#### Work request:
Return every line of the data that contains the string "case".

*** Block opens ***

PR #268, opened 2024-11-26
Adding an option to pick custom datasets from another place

Kipok:


Kipok:
@titu1994 FYI. Still cannot have custom classes for eval/metrics, but can point to another folder from where to take data files in case the classes are all in main

PR #271, opened 2024-11-30
More features for metrics reporting

Kipok:
1. Add option to report metrics for subsets if data has "subset_for_metrics" key
2. Add verbose parameters to hide upload/download logs
3. Add an option to compare answers that are integers with modulo
4. Remove logic for handling incomplete data as it's not actively used and is very error-prone
5. Make a change to save all majority/pass/rm for 1..k, but only print the kth one
6. Remove retry-on-timeout, as it slows down code execution model and doesn't actually benefit current code


Kipok:
Fast-merging to get the changes in, but @shtoshni please have a look when you get a chance, and we can revise anything that's not great in the current pr

shtoshni:
The logging support for aggregations@k is super useful! Thanks for the addition. 
I have taken a cursory glance, and it looks fine to me! I'll reopen the discussion if I find any issues.

PR #273, opened 2024-12-02
Added MMLU-Pro dataset

jubick1337:


nemo_skills/prompt/config/generic/mmlu_pro.yaml
```diff
@@ -0,0 +1,20 @@
+few_shot_examples:
```
Kipok, line 1: Also if that's not too much work, can you please change the regular mmlu to use the same "options" style, so that we can reuse the config for that as well? And can we also reuse your new mmlu_eval there?

nemo_skills/dataset/mmlu_pro/__init__.py
```diff
@@ -0,0 +1,27 @@
+# Copyright (c) 2024, NVIDIA CORPORATION.  All rights reserved.
```
Kipok, line 1: let's rename folder to "mmlu-pro" for consistency with other datasets

nemo_skills/prompt/config/generic/mmlu_pro.yaml
```diff
@@ -0,0 +1,20 @@
...
+
+
+user: |-
+  The following are multiple choice questions (with answers) about {subset_for_metrics}. Think step by step and then output the answer in the format of "The answer is (X)" at the end.
+
+  {examples}
+
+
+  Question: {question}
+  Options: {options}
```
Kipok, line 20: Should {options} be on the next line? Otherwise the first option starts right here, but second and following are on newlines, which introduces a little of inconsistency

nemo_skills/prompt/config/generic/mmlu_pro_single_turn.yaml
```diff
@@ -0,0 +1,19 @@
...
+
+    Question: {question}
+    Options: {options}
+    Answer: Let's think step by step.{solution}
+
+  suffix: ""
+
+
+user: |-
+  The following are multiple choice questions (with answers) about {topic}. Think step by step and then output the answer in the format of "The answer is (X)" at the end.
```
Kipok, line 13:
```suggestion
  The following are multiple choice questions (with answers) about {subset_for_metrics}. Think step by step and then output the answer in the format of "The answer is (X)" at the end.
```

nemo_skills/prompt/config/generic/mmlu_pro.yaml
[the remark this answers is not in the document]
Kipok: Did you take these configs from somewhere or wrote yourself? If yourself, I would suggest to do another iteration optimizing few-shot format and not use the one with user/assistant tokens as I believe your current config is a bit inconsistent in using those tokens which might affect results. Let me know if you need help with this

nemo_skills/prompt/template/llama3-instruct-nosys-nobegin.yaml
```diff
@@ -0,0 +1,30 @@
+# Prompt specification for the original Llama3-instruct model, but skipping the system message
```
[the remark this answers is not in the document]
jubick1337: Meta [used](https://huggingface.co/datasets/meta-llama/Llama-3.1-8B-Instruct-evals/viewer/Llama-3.1-8B-Instruct-evals__mmlu_pro__details/latest) this template

nemo_skills/prompt/config/generic/mmlu_pro.yaml
jubick1337: I don't know which MMLU format is standard at the moment, I believe there are quite a lot of them.
I'm thinking to research on MMLU format later

nemo_skills/dataset/mmlu_pro/__init__.py
jubick1337: ok

nemo_skills/prompt/config/generic/mmlu_pro.yaml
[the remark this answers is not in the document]
jubick1337: I'm not sure which one we want to use.
I'll discuss which format we should keep with the other team

nemo_skills/prompt/config/generic/mmlu_pro.yaml
jubick1337: Yes, just checked with TigerLab script
```
Options: A. ST + TS is the identity map of V onto itself.\nB. TS = 0\nC. ST = 1\nD. ST - TS = 0\nE. ST = T\nF. ST = 0\nG. ST = TS\nH. ST - TS is the identity map of V onto itself.\nI. TS = T\nJ. ST = S\nAnswer:
```

nemo_skills/prompt/template/llama3-instruct-nosys-nobegin.yaml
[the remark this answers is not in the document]
jubick1337: Ok, I didn't know it, will delete that one

nemo_skills/prompt/config/generic/mmlu_pro.yaml
Kipok: ok, let's keep it for later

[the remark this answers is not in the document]
Kipok: ok, as long as it matches the reference prompts you should be good. But make sure it matches exactly, as any small inconsistency might lead to worse results. You can also add a test in here to make sure the prompt is what you expect https://github.com/NVIDIA/NeMo-Skills/blob/main/tests/test_prompts.py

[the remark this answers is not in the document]
Kipok: if you want to keep all, I guess that's also fine, but in this case please add comments to each yaml file for what are the cases when it should be used. But if you can remove some of them, that would be even better

requirements/datasets.txt
```diff
@@ -16,3 +16,4 @@ bs4
 evalplus @ git+https://github.com/evalplus/evalplus@c91370f
 pyyaml
 requests
+datasets
```
Kipok, line 19: Please add it to main.txt and remove this datasets.txt, it's no longer used

jubick1337: Done

nemo_skills/dataset/mmlu-pro/__init__.py
```diff
@@ -12,7 +12,16 @@
...
+PROMPT_CONFIG = 'generic/multichoice'
+DATASET_GROUP = 'multichoice'
+METRICS_TYPE = 'math'  # TODO: update this?
+DEFAULT_EVAL_ARGS = (
+    "++eval_type=mmlu "
+    "++eval_config.parse_func=llama "
+)
+
+
+DEFAULT_GENERATION_ARGS = ""
```
Kipok, line 27:
```suggestion
DEFAULT_GENERATION_ARGS = "++split=test_llama"
```
You could also add `++split=test_llama` to here so that it's used by default and matches the parse func

nemo_skills/dataset/mmlu-pro/__init__.py
```diff
@@ -12,7 +12,16 @@
...
 # limitations under the License.
 
-bs4
-evalplus @ git+https://github.com/evalplus/evalplus@c91370f
-pyyaml
-requests
+
+# settings that define how evaluation should be done by default (all can be changed from cmdline)
+
+PROMPT_CONFIG = 'generic/multichoice'
```
Kipok, line 18: should this be `generic/mmlu_pro` them? Or the one from llama folder?

Kipok:
please add mmlu-pro to tests/test_datasets.py

Kipok (approved):
Thanks for adding this!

*** Block closes ***

#### Answer:
@titu1994 FYI. Still cannot have custom classes for eval/metrics, but can point to another folder from where to take data files in case the classes are all in main
Kipok: if you want to keep all, I guess that's also fine, but in this case please add comments to each yaml file for what are the cases when it should be used. But if you can remove some of them, that would be even better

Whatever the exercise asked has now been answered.